**EXERCISE INPUT**

PR #1230, opened 2026-08-08
fix: wz-33620 improve coroutine handling in scheduled prompt UserRun consumption + other fixes

fdelsert-whoz:
This is a follow-up to https://github.com/whoz-oss/coday/pull/1214

Move the `try`/`catch` from inside processUserRun up to the launch site in the caller, so exceptions propagate correctly through the `supervisorScope` boundary.
Replace `coroutineScope` with `supervisorScope` so a failing UserRun does not cancel its siblings in the same batch.
Re-throw `CancellationException` explicitly to avoid silently swallowing coroutine cancellation from the parent scope.

Group UserRuns by runId so each group's completion check runs immediately after its UserRuns settle, removing the need for a separate post-batch sweep.

Extract resolveContext, createAndInjectCase and awaitLaunch to give each step a clear single responsibility.

## Follow-up fixes identified:

Fix materialize swallowing Neo4j failures: remove runCatching { }.getOrDefault(0) so exceptions propagate out of the `@Transactional` boundary. claim() catches the exception, marks the Run FAILED immediately with the error message, and logs the cause. Previously a transient Neo4j error silently produced count = 0 → DONE, losing the slot with no trace.

Isolate `claim()` failures per prompt: wrap each `claim(sp)` call and each orphan sweep in `runCatching` inside `tickClaim`. A single failing prompt no longer aborts the entire tick — subsequent prompts in the same tick are unaffected.

Fix checkEndConditionAfterAdvance overwriting the scheduler advance: replace `save(scheduledPrompt.copy(enabled = false))` with a targeted `updateEnabled(id, false)` Cypher query that touches only the `enabled` field. The full-aggregate save was writing the stale `nextRunAt` captured at the start of `claim()`, silently undoing the optimistic advance performed just above.

Add startup invariant for `leaseMinutes > launchTimeoutSeconds`: enforce via `require()` in `SchedulerScanner.logStartup()`. A lease shorter than the launch timeout allows UserRuns to be reclaimed and double-executed before `monitorLaunch` completes.

Collapse duplicate `when` branches in `monitorLaunch`: the two non-null branches both called `closeUserRun` — unified into a single `observedStatus != null` arm.

Remove forgotten `logger.info { "[DEBUG] slot=…" }` left in `claim()`.

Document `countCompletedRuns` intent: FAILED runs intentionally consume an occurrence of `maxOccurrenceCount` — the quota tracks "how many times the prompt fired", not "how many times it succeeded".

Fix KDoc divergences: `supervisorScope` vs `coroutineScope` in `consumeAvailable`, `batchSize` bounds concurrency (not `groupBy`), correct `monitorLaunch` StateFlow semantics, correct completion sweep description.

## Late additions

- **Occurrence counting on reschedule**: when a scheduled prompt is modified, only runs whose `scheduledFor` falls within the new planning window (`>= planning.startDate`) count toward the `maxOccurrenceCount` quota. Past executions outside the window are ignored.
- **LLM-generated conversation title**: conversation name is left `null` on creation, allowing the LLM to generate it lazily on first interaction.

### DIFF
--- a/agentos/agentos-service/src/main/kotlin/io/whozoss/agentos/scheduledPrompt/ScheduledPromptExecutor.kt
+++ b/agentos/agentos-service/src/main/kotlin/io/whozoss/agentos/scheduledPrompt/ScheduledPromptExecutor.kt
@@ -298,7 +298,6 @@ class ScheduledPromptExecutor(
         }
         return UserRunContext(
             namespaceId = namespaceId,
-            caseTitle = scheduledPrompt.name,
             actor = Actor(id = userRun.userId.toString(), displayName = user.displayName(), role = ActorRole.USER),
             // Inject resolved content with @mention — selectAgent resolves the agent,
             // PromptCommandParser sees no /command and passes text through unchanged.
@@ -316,7 +315,7 @@ class ScheduledPromptExecutor(
      * a UNIQUE constraint on Case keyed by (runId, userId).
      */
     private fun createAndInjectCase(userRun: ScheduledPromptUserRun, context: UserRunContext): UUID {
-        val case = caseService.create(Case(namespaceId = context.namespaceId, title = context.caseTitle))
+        val case = caseService.create(Case(namespaceId = context.namespaceId))
         permissionService.grantPermission(
             userRun.userId.toString(),
             EntityType.CASE,
@@ -350,7 +349,6 @@ class ScheduledPromptExecutor(
     /** Resolved execution context for a single [ScheduledPromptUserRun]. */
     private data class UserRunContext(
         val namespaceId: UUID,
-        val caseTitle: String,
         val actor: Actor,
         val message: String,
     )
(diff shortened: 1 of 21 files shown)


agentos/agentos-service/src/main/kotlin/io/whozoss/agentos/scheduledPrompt/ScheduledPromptExecutor.kt
```diff
@@ -114,8 +114,12 @@ class ScheduledPromptExecutor(
...
      *
      * Note: the Run insert happens in [SchedulerScanner.claim], **outside** this transaction.
-     * A crash between the insert and this call leaves an orphaned CLAIMED Run, which
-     * [SchedulerScanner.recoverOrphanedClaimedRuns] detects and marks FAILED on the next tick.
+     * A crash between the insert and this call, or an exception thrown by
+     * [ScheduledPromptUserRunRepository.materialize], leaves an orphaned CLAIMED Run —
+     * Spring rolls back the transaction so no partial UserRuns are written.
+     * [SchedulerScanner.recoverOrphanedClaimedRuns] detects such orphans and marks them
+     * FAILED on the next tick. The caller ([SchedulerScanner.claim]) is protected by
+     * `runCatching` so one failure does not block other prompts in the same tick.
```
vincent-couturier-whoz, line 122: question: I didn't see runCatching in the current code. It was in the previous version but it seems to have been removed. Where is it ?

vincent-couturier-whoz (dismissed):

agentos/agentos-service/src/main/kotlin/io/whozoss/agentos/scheduledPrompt/ScheduledPromptExecutor.kt
fdelsert-whoz: The `runCatching` is at line 270 of `SchedulerScanner`.

vincent-couturier-whoz (dismissed):

vincent-couturier-whoz (approved):

PR #1231, opened 2026-08-08
fix: wz-33620 restrict UserRun materialisation to UserGroup deployment only

fdelsert-whoz:
This is a follow-up to https://github.com/whoz-oss/coday/pull/1214

---

The Cypher query was targeting all namespace members when the agent was deployed to the namespace, too broad. Now only users who are members of a UserGroup explicitly deployed on the agent are targeted.

### DIFF
--- a/agentos/agentos-service/src/main/kotlin/io/whozoss/agentos/scheduledPrompt/ScheduledPromptUserRunNodeNeo4jRepository.kt
+++ b/agentos/agentos-service/src/main/kotlin/io/whozoss/agentos/scheduledPrompt/ScheduledPromptUserRunNodeNeo4jRepository.kt
@@ -13,18 +13,20 @@ interface ScheduledPromptUserRunNodeNeo4jRepository : Neo4jRepository<ScheduledP
      * Traverses the deployment graph and materialises PENDING UserRuns in a single query.
      *
      * Resolves all non-removed Users that are **deployment targets** of [agentConfigId]
-     * in [namespaceId] via two paths:
+     * in [namespaceId] via UserGroup deployment only:
      *
-     * 1. **UserGroup deployment**: `AgentConfig -[:DEPLOYED_TO]-> UserGroup <-[:MEMBER|ADMIN]- User`,
-     *    where the UserGroup `[:BELONGS_TO]` the namespace.
-     * 2. **Namespace deployment**: `AgentConfig -[:DEPLOYED_TO]-> Namespace <-[:MEMBER|ADMIN]- User`.
+     * `AgentConfig -[:DEPLOYED_TO]-> UserGroup <-[:MEMBER|ADMIN]- User`,
+     * where the UserGroup `[:BELONGS_TO]` the namespace.
+     *
+     * Namespace-level deployment is intentionally excluded: being a member of the namespace
+     * does not mean the user is a target audience of this specific agent. Only users
+     * belonging to a UserGroup explicitly deployed to the agent are targeted.
      *
      * Super-admins are intentionally **excluded** unless they are also members of a
-     * deployed UserGroup or namespace. `isAdmin` grants the ability to *use* any agent
-     * (access control), but scheduled prompts target users who are *deployed to* the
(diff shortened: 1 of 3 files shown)


agentos/agentos-service/src/main/kotlin/io/whozoss/agentos/scheduledPrompt/ScheduledPromptUserRunNodeNeo4jRepository.kt
fdelsert-whoz, line 38: J'ai un doute sur la requête, je reteste ça via Neo4j Browser.

fdelsert-whoz: OK je retrouve bien mes users 👍

agentos/agentos-service/src/main/kotlin/io/whozoss/agentos/scheduledPrompt/ScheduledPromptUserRunNodeNeo4jRepository.kt
```diff
@@ -37,19 +39,10 @@ interface ScheduledPromptUserRunNodeNeo4jRepository : Neo4jRepository<ScheduledP
...
-                    MATCH (a)-[:DEPLOYED_TO]->(g)
-                }
-                OR (
-                    EXISTS { MATCH (a)-[:DEPLOYED_TO]->(ns) }
-                    AND EXISTS { MATCH (u)-[:MEMBER|ADMIN]->(ns) }
-                )
-            )
         WITH DISTINCT u.id AS userId
         MERGE (ur:ScheduledPromptUserRun {runId: $runId, userId: userId})
         ON CREATE SET
```
vincent-couturier-whoz, line 48: suggestion: if there's lots of runs to create it could failed. apoc has a method to have intermediate commit to avoid to much resource consumption on neo4j. The issue here is that in case of error in one of the intermediate transaction you will have an inconsistent data.... so I think we can let this code as is but we should do some tests to see how much run can be supported by the production by trying to execute this request in preproduction.

vincent-couturier-whoz: question: it won't works in case of an agent deployed at the namespace level so it's strange. Perhaps we should indicate this information somewhere.

vincent-couturier-whoz (approved):

agentos/agentos-service/src/main/kotlin/io/whozoss/agentos/scheduledPrompt/ScheduledPromptUserRunNodeNeo4jRepository.kt
fdelsert-whoz: The user scope accessible only through the user-group intermediary has been a need from the start. This ticket fixes the regression of adding support for the "deployed to namespace" targeting (to avoid targeting all users in the namespace).

Or do you mean that it would be a necessary condition (an AND rather than an OR as previously)?

fdelsert-whoz: OK, a UI evolution will be needed on the AgentOS side, as the available agents will also need to be restricted to those accessible via user-group.
For example, I think that Astra is selectable but will not trigger for any user.
I will create an AgentOS ticket for this point.

fdelsert-whoz: Or I leave it as is. Decline this PR ?
What I didn't have in mind is whether in practice the deployment methods are mutually exclusive?

frederic-delsert-whoz:
I am declining this PR as we want to preserve the ability to target an agent deployed via namespace.

PR #1764, opened 2018-01-17
[gpio] Fix memory leak through unnecessary acquire

### LINKED ISSUE #1363: GPIO memory leak
The pin object created at line 301 isn't being freed when the javascript stops.  This is likely due to another reference of pin_object being created somewhere, so jerryscript never calls zjs_gpio_free_cb.

grgustaf:
Since the native pointer struct held a reference to the pin object,
neither would ever get freed.

Fixes #1363


grgustaf:
@brianjjones, if you know how you performed the test to find this bug, would you mind repeating it?

jimmy-huang:
+1

PR #1765, opened 2018-01-17
[linux] Fix segfault when running jslinux with no args

grgustaf:


jimmy-huang:
+1

PR #1768, opened 2018-01-17
[build] Add support for 96b_carbon and olimex_stm32_e407

jimmy-huang:
Add additional target configs for ARM boards so that apps that
require BLE or networking support.


grgustaf:
+1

**YOUR OBJECTIVE**
Repeat the data word for word, starting at its first line and stopping after the line that contains "from inside processUserRun".

**ANSWER TO THIS EXERCISE**
PR #1230, opened 2026-08-08
fix: wz-33620 improve coroutine handling in scheduled prompt UserRun consumption + other fixes

fdelsert-whoz:
This is a follow-up to https://github.com/whoz-oss/coday/pull/1214

Move the `try`/`catch` from inside processUserRun up to the launch site in the caller, so exceptions propagate correctly through the `supervisorScope` boundary.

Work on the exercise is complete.